Seven Tips for Struggling Sleepers
Bahar Youdai, OTR/L - February 12, 2021
“…Goodnight stars. Goodnight Air. Goodnight Noises Everywhere.”* Well…not quite. In reality, it is not always a good night. Combating sleep woes can make us feel restless (pun intended), whether your child has been struggling with sleep since babyhood or the pandemic has presented new sleep challenges. A sleepless night for a child usually means interrupted sleep for parents and caregivers. Sleep problems can affect the whole family!
Here are seven tips to help your children sleep at bedtime, sleep through the night, and improve their quality of sleep:
- Maintain a consistent bedtime routine and sleep schedule. A healthy routine consists of having a set bedtime and sticking to it every night. For example – bath time, pajamas, teeth brushing, potty, story time, and lights out. Try out a visual schedule and use of timers if your little one needs extra support!
- Limit screen time. Studies show that electronic devices interfere with the production of melatonin, a natural hormone that helps us feel tired at night**. Monitoring the use of screens throughout the day can help your child fall asleep and sleep soundly through the night.
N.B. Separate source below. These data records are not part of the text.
PR #5161, opened 2023-07-27
Force heater off on setup

rufuswilson:

forces the heater to be turned off on setup
on my custom built PCB using the sensirion chips, the heater was enabled by default

## Types of changes

- [ ] Other

https://github.com/esphome/issues/issues/2887

**Pull request in [esphome-docs](https://github.com/esphome/esphome-docs) with documentation (if applicable):** esphome/esphome-docs#3149

## Test Environment

- [ ] ESP32
- [ ] ESP32 IDF
- [x] ESP8266
- [ ] RP2040

```yaml
# Example config.yaml

```

## Checklist:


jesserockz (commented):
How would someone turn it back on?

rufuswilson:
This is a good question. From the different discussions, I understood it should have been turned off by default.


I was going to use the following as a temporary workaround to turn it off (I haven't tested it yet). Something similar but with the `0x306D` command should turn it back on again. What do you think?
```
esphome:
  on_boot:
    - priority: 100
      then:
      - lambda: |-
      - lambda: |-
          uint16_t SHT3XD_COMMAND_HEATER_ENABLE = 0x306D;
          uint16_t SHT3XD_COMMAND_HEATER_DISABLE = 0x3066;
          id(sht31d)->write_command(SHT3XD_COMMAND_HEATER_DISABLE);
```

jesserockz:
Well the best and most user friendly way would be to have:
```yaml

sensor:
  - platform: sht3xd
    heater_at_start: on/off
    
on_...:
  - sht3xd.heater_on:
  - sht3xd.heater_off:
```

rufuswilson:
That is a very good suggestion however it goes well beyond my current coding capabilities

jesserockz:
In that case, the actions we can leave for another time. But adding a config boolean for heater at startup should be done so a user can configure it properly and this does not become a breaking/unexpected change to all users already using it.

esphome/components/sht3xd/sensor.py
```diff
@@ -38,6 +38,11 @@
             ),
         }
     )
+    .extend(
+        {
+            cv.Required("heater_enabled", default=True): cv.boolean,
+        }
+    )
```
jesserockz: This can go directly inside the schema, and also needs to define `CONF_HEATER_ENABLED = "heater_enabled"` higher up in the file
```suggestion
        },
        cv.Optional(CONF_HEATER_ENABLED, default=True): cv.boolean,
    )
```

esphome/components/sht3xd/sensor.py
```diff
@@ -48,6 +53,8 @@ async def to_code(config):
     await cg.register_component(var, config)
     await i2c.register_i2c_device(var, config)
 
+    cg.add(var.set_heater_enabled(config["heater_enabled"]))
```
jesserockz:
```suggestion
    cg.add(var.set_heater_enabled(config[CONF_HEATER_ENABLED]))
```

jesserockz (changes requested):
c++ code looks good, just a few changes to the python side

jesserockz (approved):
Thanks for making the changes

rufuswilson:
Great! Just created a PR for the docs.
https://github.com/esphome/esphome-docs/pull/3149

jesserockz (approved):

Limiting screen time can be tough with virtual school, but a good start is to incorporate a complete shut off of electronics at least one hour leading up to bedtime.
- Daily exercise outdoors. Getting enough movement throughout the day supports a smoother sleep process. In particular, access to the outdoors during daylight provides natural UV light which increases the production of melatonin at night**. Activities that provide proprioceptive input are especially calming. This is one reason recess is super important!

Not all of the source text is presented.